# How Online gambling transactions affect mortgage application



## brokeagain

I was just listening to Conor Pope on Today Fm and he said that having online gambling transactions on your account statement may go against you when applying for a mortgage. 

Just wondering if anyone has experience this? I would think it would be worst to have the transactions going through a credit card. At least there is more control with a laser card.


----------



## jhegarty

This is the only example of it I have seen:
http://www.boards.ie/vbulletin/showthread.php?p=59310242


----------



## NorfBank

How you run your current account is of the utmost importance when applying for a mortgage. Yes, it is true that online gambling is frowned up, the annual bet on the National isn't  too bad but if you gamble a lot and are borderline for approval then it could be the factor that results in a decline.

If you're going for a mortgage and you want to give yourself the best chance of approval then you should be saving every penny available. Don't gamble for 6 months or just use cash if you HAVE to bet. It shouldn't be that difficult.

[broken link removed]


----------



## brokeagain

Thanks for  your replies.

It looks like the best approach is to limit the number of withdrawals from current account and close off Online gamling accounts.

I have about 4 online transactions over the last month, just for a bit of fun, all under 10 euro. I should have gone to the bookies. I used to use my cc but MBNA started charging for gambling so I switched to Laser.


----------



## Bronte

LiveForTheWE said:


> . I used to use my cc but MBNA .


 
Using borrowed money to gamble can not be good.  Nor is the fact that you mention more than one gambling account.  Not sure but you may need to reassess this.  Nothing wrong with a bit of fun or a bit of gambling but it can become addictive to some.


----------



## Sunny

Bronte said:


> Using borrowed money to gamble can not be good. Nor is the fact that you mention more than one gambling account. Not sure but you may need to reassess this. Nothing wrong with a bit of fun or a bit of gambling but it can become addictive to some.


 
He never said he borrowed to gamble. He probably pays off the credit card every month. A few €10 transactions here and there is not going to send alarm bells going. There are Grannies who spend more than that on bingo.


----------



## Liamos

Bronte said:


> Using borrowed money to gamble can not be good. Nor is the fact that you mention more than one gambling account. Not sure but you may need to reassess this. Nothing wrong with a bit of fun or a bit of gambling but it can become addictive to some.


 
He didn't mention more than one gambling account. He said he had 4 transactions over the last month. Presumably with the one account.


----------



## gipimann

Sunny said:


> He never said he borrowed to gamble. He probably pays off the credit card every month.


 
Aren't some CC companies now treating charges to online gambling sites as cash advances now?  So it is, in effect, borrowed money, with additional costs.

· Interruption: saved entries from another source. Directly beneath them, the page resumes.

PR #5760, opened 2023-10-03
Avalonia: Make slider scrollable with mouse wheel

ahmadtantowi:
This will allow changing slider value with mouse pointer wheel, the new value will be based on tick frequency

### DIFF
--- a/src/Ryujinx.Ava/UI/Views/Input/MotionInputView.axaml
+++ b/src/Ryujinx.Ava/UI/Views/Input/MotionInputView.axaml
@@ -3,6 +3,7 @@
     xmlns:x="http://schemas.microsoft.com/winfx/2006/xaml"
     xmlns:d="http://schemas.microsoft.com/expression/blend/2008"
     xmlns:mc="http://schemas.openxmlformats.org/markup-compatibility/2006"
+    xmlns:controls="clr-namespace:Ryujinx.Ava.UI.Controls"
     xmlns:ui="clr-namespace:FluentAvalonia.UI.Controls;assembly=FluentAvalonia"
     xmlns:locale="clr-namespace:Ryujinx.Ava.Common.Locale"
     xmlns:viewModels="clr-namespace:Ryujinx.Ava.UI.ViewModels"
@@ -23,11 +24,11 @@
                     Margin="0"
                     HorizontalAlignment="Center"
                     Text="{locale:Locale ControllerSettingsMotionGyroSensitivity}" />
-                <Slider
+                <controls:SliderScroll
                     Margin="0,-5,0,-5"
                     Width="150"
                     MaxWidth="150"
-                    TickFrequency="0.01"
+                    TickFrequency="1"
                     IsSnapToTickEnabled="True"
                     SmallChange="0.01"
                     Maximum="100"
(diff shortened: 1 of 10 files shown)


src/Ryujinx.Ava/UI/Views/Input/MotionInputView.axaml
```diff
@@ -23,11 +24,11 @@
                     Margin="0"
                     HorizontalAlignment="Center"
                     Text="{locale:Locale ControllerSettingsMotionGyroSensitivity}" />
-                <Slider
+                <controls:SliderScroll
                     Margin="0,-5,0,-5"
                     Width="150"
                     MaxWidth="150"
-                    TickFrequency="0.01"
+                    TickFrequency="1"
```
TSRBerry, line 31: Could you revert that?

TSRBerry (approved):
Awesome, thank you!
Code lgtm, but I'd like the gyro controls to stay as precise as they are now.

src/Ryujinx.Ava/UI/Views/Input/MotionInputView.axaml
ahmadtantowi: Since the value is int, I think using previous value will make no changes. It does, but by scrolling a lot
Is it skill okay?

MutantAura:
Scrolling on sliders that are within the context of a general scrollviewer is also a little jank at the moment.
An easy example is the general stick deadzone and range. It will both adjust the deadzone AND scroll the window. Unsure if we can disable the general scrollviewer input event while hovering sliders or other relevant controls.

ahmadtantowi:
Have considered to exclude this in controller input view, but ended out to update all slider
Actually we can make scrollviewer to stop by holding shift key since there is no horizontal scrollview

src/Ryujinx.Ava/UI/Views/Input/MotionInputView.axaml
TSRBerry: What do you mean with "by scrolling a lot"?

ahmadtantowi: I mean scrolling the mouse wheel, need to scroll several times for the value to change

TSRBerry: I see. Let me check that in a bit and report back.

TSRBerry: Leave it as is, the current way works as expected! I thought it behaves differently, but since that doesn't seem to be the case there is no reason to revert that change.

TSRBerry:
I set the `PointerWheelEvent` as handled after we process it with the `SliderScroll` element, which prevents other scrolling elements from receiving this event as well.

You can learn more about that [here](https://docs.avaloniaui.net/docs/input/routed-events#adding-and-implementing-an-event-handler-for-a-routed-event) (You need to scroll down until `The Concept of Handled`, since I can't link to that directly).

ahmadtantowi:
Thanks for the fix and learning resource, didn't expect to miss those property.

TSRBerry:
Although it's only slightly related to this PR, I added the scroll event to the `VolumeStatus` button as well, so you can change the volume by scrolling while hovering over the button now!

marysaka (approved):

The OP did mention that MBNA are now charging for gambling charges.


----------



## Sunny

gipimann said:


> Aren't some CC companies now treating charges to online gambling sites as cash advances now? So it is, in effect, borrowed money, with additional costs.
> 
> The OP did mention that MBNA are now charging for gambling charges.


 
MBNA is but the charges on about €40 gambling a month (about 50c) are hardly going to bankrupt him especially if he clears the balance every month. And as he said, he switched to laser. I am not suggesting using a CC is a good idea for gambling but just because someone might enjoy a flutter doesn't make them a candidate for gamblers anonymous.


----------



## PJM

Does spread betting ([broken link removed]) count as online gambling as far as a mortgage application?


----------



## Greta

Sunny said:


> There are Grannies who spend more than that on bingo.



Grannies probably pay cash and anyway, they are not looking for mortgage approvals


----------



## JoeB

I think this is a disgrace. What are the banks, moral police? (The irony..)

I'd ask the bank for what purpose do they want the statements? If they reply, to see figures I'd ask if they intend to make lifestyle judgements. What if I have an expense  in a gay bar? What if I have expenses in Las Vegas? What about gambling? What about my hair renewal treatment, does this indicate insecurity, should the bank consider it? What about my regular trips to Amsterdam, does that indicate anything? What about my contributions to the Church of somewhere?, does that indicate I'm delusional, and thus technically insane? What about my contributions to a policital party?



So no, then bank should state clearly why they weant the statements, and they can only use them for that pourpose. I doubt the banks will admit to wanting to make moral judgements. So I'd ask if I can blank out some of the entries, and only leave the figures remaining. 


This applies even if the account is in the same branch.


----------



## JoeB

NorfBank said:


> How you run your current account is of the utmost importance when applying for a mortgage. Yes, it is true that online gambling is frowned up, the annual bet on the National isn't  too bad but if you gamble a lot and are borderline for approval then it could be the factor that results in a decline.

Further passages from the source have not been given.